* AIM OF THE TASK *
The lines from the start of the records through the one containing "--- a/tools/c7n_azure/c7n_azure/actions/delete.py" are to be transcribed exactly, and nothing else.

** Opening RECORDED DATA block **

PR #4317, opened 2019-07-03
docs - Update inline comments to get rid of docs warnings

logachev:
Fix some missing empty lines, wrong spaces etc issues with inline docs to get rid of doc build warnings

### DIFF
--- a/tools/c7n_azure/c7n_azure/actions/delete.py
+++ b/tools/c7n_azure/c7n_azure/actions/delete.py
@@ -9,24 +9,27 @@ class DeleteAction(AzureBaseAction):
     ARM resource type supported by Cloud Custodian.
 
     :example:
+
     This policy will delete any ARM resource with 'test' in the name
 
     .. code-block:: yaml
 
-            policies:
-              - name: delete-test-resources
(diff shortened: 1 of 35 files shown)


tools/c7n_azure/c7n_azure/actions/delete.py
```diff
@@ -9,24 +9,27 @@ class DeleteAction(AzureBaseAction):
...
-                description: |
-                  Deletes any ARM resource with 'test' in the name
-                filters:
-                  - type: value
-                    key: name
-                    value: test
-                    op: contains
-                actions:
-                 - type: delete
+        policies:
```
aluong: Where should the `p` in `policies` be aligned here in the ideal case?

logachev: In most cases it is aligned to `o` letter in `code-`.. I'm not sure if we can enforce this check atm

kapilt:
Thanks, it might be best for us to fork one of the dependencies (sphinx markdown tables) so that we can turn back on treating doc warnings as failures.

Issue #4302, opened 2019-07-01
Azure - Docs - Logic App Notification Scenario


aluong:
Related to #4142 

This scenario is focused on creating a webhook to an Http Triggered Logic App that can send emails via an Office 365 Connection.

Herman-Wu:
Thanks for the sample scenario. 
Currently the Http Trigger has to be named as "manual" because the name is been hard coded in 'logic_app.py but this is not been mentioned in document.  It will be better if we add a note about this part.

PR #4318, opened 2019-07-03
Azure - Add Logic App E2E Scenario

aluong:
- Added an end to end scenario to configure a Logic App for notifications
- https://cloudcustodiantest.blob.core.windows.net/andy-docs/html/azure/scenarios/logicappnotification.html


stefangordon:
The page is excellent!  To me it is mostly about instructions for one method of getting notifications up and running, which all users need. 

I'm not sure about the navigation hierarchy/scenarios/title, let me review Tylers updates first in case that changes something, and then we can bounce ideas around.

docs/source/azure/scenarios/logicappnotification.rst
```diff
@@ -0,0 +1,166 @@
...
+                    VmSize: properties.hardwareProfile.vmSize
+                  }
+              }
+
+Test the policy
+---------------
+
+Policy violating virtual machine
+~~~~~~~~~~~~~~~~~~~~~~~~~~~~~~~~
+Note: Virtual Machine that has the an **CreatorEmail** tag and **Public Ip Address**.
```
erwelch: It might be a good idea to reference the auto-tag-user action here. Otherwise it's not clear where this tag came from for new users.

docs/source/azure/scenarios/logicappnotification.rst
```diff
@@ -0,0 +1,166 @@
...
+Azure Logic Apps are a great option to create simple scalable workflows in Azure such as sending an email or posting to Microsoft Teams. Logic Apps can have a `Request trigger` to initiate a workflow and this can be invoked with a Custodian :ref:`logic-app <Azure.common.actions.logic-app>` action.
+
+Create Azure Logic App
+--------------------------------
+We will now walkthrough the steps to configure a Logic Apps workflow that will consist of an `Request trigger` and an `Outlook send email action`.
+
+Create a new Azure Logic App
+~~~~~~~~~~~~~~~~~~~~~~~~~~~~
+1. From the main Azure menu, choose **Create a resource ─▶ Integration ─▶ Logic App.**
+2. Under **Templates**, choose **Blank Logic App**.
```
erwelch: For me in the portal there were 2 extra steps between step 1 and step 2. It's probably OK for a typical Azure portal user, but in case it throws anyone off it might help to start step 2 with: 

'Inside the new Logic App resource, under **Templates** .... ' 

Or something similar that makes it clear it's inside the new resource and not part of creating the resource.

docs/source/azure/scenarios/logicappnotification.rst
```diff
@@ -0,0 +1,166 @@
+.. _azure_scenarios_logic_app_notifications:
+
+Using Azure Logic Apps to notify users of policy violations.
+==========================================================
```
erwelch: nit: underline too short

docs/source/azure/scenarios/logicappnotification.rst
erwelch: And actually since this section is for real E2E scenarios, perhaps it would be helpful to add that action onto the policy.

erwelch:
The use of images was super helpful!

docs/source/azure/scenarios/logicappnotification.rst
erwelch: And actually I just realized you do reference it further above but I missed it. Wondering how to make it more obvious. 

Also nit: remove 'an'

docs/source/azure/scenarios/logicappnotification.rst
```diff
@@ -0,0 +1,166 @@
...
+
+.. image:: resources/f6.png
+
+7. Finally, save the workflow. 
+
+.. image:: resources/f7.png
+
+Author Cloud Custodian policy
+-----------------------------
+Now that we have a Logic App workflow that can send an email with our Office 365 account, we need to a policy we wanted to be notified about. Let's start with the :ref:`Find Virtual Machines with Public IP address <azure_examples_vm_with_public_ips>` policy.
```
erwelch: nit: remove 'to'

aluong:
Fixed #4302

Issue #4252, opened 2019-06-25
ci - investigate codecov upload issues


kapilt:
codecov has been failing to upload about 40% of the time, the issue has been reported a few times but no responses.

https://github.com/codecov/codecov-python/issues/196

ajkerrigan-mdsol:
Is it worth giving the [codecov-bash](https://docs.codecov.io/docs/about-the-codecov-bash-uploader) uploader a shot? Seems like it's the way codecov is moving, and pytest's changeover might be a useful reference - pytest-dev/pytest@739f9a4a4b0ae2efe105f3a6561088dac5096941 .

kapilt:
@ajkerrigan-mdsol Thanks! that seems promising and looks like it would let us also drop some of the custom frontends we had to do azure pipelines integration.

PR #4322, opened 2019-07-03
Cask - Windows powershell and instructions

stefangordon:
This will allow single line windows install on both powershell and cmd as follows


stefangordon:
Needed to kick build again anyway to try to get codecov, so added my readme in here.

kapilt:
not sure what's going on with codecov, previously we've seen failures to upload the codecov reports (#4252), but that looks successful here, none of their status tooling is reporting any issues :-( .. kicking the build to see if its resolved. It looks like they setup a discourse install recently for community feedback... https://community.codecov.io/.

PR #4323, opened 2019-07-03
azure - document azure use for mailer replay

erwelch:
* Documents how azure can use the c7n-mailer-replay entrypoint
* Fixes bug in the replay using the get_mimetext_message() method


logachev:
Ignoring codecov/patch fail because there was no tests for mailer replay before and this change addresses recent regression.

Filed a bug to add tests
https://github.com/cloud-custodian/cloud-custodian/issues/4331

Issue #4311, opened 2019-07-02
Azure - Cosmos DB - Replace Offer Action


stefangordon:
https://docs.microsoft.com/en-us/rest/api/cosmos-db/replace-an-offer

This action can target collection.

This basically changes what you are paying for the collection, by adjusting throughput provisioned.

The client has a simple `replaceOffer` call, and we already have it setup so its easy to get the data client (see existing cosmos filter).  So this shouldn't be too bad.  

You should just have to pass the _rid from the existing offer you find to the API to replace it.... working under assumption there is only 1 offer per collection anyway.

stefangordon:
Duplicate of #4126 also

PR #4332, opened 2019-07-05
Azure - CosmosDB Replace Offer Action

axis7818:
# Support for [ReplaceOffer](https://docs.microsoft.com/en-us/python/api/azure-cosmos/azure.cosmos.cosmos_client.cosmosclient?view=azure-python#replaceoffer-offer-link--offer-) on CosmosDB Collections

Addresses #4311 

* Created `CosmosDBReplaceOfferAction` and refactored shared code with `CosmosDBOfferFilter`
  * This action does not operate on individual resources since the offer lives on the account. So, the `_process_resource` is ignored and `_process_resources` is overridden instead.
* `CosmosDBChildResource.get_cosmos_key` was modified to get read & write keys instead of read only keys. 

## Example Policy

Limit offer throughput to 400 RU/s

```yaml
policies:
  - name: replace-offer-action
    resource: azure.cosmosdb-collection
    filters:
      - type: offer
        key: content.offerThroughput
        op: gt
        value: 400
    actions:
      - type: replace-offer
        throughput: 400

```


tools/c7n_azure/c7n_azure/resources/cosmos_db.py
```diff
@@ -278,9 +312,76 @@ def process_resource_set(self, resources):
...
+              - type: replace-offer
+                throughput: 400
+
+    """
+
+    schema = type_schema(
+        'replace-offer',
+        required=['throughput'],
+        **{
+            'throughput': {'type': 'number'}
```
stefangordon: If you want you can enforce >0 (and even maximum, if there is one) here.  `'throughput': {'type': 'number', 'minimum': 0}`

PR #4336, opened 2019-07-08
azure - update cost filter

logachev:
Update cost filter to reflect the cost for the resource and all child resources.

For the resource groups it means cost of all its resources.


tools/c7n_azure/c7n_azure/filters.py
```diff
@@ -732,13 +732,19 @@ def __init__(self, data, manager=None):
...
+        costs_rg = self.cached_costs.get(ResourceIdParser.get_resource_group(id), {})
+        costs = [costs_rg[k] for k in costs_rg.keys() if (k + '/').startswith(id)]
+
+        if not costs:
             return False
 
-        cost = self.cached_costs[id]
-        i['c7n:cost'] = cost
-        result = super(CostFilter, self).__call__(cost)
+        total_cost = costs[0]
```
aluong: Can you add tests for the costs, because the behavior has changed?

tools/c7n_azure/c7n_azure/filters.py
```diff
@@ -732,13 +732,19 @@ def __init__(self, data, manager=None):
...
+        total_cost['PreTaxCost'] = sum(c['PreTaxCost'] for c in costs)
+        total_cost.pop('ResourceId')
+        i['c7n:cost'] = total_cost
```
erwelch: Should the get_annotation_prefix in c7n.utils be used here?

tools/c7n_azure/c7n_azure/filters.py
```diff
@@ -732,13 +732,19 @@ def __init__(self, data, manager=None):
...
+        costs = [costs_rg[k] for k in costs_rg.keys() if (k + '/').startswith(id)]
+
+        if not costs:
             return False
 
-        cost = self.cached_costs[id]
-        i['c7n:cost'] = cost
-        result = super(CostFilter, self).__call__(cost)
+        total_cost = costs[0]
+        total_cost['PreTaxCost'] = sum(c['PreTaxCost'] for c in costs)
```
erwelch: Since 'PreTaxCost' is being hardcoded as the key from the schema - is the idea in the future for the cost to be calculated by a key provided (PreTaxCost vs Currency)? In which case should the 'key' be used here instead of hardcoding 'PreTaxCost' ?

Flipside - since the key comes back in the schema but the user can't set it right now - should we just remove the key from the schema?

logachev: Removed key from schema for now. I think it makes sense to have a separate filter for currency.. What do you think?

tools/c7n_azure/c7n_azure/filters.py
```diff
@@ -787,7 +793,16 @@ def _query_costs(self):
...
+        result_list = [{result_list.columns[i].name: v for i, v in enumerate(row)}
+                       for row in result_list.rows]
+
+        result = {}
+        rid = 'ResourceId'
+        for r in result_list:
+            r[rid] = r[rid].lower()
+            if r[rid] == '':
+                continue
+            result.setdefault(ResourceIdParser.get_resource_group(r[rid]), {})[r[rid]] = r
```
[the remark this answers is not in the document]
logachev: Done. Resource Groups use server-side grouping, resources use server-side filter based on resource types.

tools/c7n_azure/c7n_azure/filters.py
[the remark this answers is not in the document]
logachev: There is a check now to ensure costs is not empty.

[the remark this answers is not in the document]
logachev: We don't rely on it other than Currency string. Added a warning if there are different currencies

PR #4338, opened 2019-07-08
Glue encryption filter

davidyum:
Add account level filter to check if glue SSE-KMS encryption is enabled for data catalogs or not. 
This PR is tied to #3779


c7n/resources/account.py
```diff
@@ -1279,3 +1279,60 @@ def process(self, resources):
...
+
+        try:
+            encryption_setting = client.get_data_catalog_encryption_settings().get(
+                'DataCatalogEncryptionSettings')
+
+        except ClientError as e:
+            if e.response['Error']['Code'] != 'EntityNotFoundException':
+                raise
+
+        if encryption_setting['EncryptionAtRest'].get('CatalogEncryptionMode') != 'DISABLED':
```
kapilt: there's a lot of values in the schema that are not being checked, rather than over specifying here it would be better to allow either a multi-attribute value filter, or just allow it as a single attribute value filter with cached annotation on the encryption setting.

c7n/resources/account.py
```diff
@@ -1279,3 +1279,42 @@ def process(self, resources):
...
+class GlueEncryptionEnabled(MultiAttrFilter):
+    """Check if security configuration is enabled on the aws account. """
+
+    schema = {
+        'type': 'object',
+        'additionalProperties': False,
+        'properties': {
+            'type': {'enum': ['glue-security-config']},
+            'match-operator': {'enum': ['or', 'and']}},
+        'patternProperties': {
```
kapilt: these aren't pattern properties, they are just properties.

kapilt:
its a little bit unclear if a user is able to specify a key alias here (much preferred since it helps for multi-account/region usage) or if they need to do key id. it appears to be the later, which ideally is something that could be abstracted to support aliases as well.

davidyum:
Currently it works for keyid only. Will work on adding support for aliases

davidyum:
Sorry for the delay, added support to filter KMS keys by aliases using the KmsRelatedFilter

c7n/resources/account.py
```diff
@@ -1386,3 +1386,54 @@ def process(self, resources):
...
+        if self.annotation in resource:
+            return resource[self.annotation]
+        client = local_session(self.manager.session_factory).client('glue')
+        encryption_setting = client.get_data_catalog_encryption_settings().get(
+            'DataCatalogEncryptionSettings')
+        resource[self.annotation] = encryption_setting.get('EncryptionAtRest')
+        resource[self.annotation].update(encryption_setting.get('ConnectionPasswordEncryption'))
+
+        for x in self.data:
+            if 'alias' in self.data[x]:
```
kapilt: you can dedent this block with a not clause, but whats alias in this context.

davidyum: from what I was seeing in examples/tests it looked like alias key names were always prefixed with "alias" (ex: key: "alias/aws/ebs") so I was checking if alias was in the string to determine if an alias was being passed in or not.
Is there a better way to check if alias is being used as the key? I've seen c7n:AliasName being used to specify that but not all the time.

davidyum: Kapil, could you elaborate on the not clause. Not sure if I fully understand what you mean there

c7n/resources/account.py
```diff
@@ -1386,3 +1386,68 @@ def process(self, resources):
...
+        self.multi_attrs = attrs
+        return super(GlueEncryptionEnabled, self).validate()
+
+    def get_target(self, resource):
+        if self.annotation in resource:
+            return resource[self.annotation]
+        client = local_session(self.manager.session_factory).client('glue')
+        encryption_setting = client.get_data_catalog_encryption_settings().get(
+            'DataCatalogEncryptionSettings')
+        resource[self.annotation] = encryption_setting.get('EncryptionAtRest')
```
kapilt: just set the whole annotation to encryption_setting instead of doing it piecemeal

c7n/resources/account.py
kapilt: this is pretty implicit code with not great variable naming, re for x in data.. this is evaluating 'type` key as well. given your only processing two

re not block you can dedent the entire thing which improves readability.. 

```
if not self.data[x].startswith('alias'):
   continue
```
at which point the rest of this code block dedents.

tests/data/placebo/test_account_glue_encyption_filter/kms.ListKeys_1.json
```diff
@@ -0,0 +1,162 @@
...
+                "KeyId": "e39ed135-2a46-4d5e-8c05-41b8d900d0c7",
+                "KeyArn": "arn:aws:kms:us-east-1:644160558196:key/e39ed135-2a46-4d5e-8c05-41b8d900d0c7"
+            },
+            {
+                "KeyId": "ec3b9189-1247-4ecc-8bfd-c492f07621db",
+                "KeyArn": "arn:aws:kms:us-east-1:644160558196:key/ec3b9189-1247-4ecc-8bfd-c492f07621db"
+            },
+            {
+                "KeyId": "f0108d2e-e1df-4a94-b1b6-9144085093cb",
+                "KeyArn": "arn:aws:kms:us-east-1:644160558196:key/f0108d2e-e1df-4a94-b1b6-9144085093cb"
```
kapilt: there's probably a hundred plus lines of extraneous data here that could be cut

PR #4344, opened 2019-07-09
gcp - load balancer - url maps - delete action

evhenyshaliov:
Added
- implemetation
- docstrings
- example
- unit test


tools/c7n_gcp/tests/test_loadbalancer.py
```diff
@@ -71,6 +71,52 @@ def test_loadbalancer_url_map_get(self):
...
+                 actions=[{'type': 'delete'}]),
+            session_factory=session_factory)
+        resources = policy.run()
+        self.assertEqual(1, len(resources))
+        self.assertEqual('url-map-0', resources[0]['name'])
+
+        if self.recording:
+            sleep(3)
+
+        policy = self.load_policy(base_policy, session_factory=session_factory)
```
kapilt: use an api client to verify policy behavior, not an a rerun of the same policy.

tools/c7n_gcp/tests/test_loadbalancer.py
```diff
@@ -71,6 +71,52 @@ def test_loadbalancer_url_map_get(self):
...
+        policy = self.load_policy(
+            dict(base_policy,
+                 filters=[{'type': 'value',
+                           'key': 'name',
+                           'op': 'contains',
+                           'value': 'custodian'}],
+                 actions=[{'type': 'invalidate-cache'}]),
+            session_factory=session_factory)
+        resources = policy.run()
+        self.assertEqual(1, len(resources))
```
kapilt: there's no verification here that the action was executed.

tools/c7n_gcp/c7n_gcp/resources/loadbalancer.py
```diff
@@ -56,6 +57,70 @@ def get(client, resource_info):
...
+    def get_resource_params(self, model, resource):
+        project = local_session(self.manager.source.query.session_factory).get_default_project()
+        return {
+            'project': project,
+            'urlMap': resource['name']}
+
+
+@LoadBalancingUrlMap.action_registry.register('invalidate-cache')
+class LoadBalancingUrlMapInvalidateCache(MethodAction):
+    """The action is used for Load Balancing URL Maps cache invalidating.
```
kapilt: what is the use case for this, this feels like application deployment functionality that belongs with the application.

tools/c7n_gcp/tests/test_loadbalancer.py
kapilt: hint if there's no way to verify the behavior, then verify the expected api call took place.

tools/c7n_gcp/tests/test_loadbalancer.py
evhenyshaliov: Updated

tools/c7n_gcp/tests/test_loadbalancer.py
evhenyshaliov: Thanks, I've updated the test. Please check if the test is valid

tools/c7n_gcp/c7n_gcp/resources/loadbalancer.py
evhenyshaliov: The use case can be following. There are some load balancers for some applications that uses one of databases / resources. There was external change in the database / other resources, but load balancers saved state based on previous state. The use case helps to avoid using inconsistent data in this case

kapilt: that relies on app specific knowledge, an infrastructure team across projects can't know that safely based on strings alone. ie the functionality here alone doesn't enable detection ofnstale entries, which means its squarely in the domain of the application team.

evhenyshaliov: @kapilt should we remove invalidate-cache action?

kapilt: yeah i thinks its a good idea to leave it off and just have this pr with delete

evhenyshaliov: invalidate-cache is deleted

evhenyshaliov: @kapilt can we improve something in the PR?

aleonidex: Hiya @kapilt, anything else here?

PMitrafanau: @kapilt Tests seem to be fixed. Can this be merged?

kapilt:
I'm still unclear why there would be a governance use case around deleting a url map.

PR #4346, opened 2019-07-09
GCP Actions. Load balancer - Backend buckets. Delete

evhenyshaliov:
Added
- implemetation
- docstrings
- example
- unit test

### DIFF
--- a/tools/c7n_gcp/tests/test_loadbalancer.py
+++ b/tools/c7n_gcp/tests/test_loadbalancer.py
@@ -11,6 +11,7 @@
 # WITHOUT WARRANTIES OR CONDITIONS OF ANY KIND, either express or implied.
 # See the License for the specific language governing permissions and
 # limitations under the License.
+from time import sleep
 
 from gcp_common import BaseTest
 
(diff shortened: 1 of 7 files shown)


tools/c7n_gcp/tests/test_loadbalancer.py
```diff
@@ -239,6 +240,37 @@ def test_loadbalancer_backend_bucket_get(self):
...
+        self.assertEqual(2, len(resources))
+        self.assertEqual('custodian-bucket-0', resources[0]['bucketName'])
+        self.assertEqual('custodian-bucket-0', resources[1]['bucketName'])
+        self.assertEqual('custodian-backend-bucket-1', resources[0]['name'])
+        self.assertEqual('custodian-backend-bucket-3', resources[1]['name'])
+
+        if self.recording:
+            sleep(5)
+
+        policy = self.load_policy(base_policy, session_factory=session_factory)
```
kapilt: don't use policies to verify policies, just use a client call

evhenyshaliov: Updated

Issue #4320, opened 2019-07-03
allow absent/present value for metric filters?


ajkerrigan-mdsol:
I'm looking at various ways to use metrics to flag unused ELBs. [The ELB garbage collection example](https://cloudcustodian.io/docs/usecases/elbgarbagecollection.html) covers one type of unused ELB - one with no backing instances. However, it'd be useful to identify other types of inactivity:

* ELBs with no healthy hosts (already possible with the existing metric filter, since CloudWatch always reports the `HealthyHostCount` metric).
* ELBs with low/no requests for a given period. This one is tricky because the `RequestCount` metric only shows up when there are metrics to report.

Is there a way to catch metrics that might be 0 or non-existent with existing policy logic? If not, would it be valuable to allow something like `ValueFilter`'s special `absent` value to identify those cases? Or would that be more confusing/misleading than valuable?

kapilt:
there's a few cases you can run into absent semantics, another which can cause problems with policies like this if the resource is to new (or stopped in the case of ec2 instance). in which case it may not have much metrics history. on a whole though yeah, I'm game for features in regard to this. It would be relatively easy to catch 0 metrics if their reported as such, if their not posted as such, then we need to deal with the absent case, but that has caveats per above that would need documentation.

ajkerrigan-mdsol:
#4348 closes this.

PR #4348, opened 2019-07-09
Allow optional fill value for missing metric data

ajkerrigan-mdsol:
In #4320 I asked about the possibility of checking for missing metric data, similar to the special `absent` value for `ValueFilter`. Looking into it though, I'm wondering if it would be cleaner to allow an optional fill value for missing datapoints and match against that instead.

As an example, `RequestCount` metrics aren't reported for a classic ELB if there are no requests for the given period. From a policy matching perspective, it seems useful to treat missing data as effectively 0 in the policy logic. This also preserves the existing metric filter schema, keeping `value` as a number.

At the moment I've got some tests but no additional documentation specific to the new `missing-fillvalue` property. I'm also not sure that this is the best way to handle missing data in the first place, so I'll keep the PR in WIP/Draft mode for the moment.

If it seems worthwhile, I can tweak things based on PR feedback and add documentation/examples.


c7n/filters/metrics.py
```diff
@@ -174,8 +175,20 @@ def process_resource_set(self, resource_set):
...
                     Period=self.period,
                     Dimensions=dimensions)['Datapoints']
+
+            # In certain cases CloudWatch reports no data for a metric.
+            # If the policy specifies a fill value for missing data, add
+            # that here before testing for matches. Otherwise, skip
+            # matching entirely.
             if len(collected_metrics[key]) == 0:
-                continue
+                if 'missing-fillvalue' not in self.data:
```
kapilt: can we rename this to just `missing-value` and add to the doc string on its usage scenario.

** Closing RECORDED DATA block **

* ANSWER AREA *
PR #4317, opened 2019-07-03
docs - Update inline comments to get rid of docs warnings

logachev:
Fix some missing empty lines, wrong spaces etc issues with inline docs to get rid of doc build warnings

### DIFF
--- a/tools/c7n_azure/c7n_azure/actions/delete.py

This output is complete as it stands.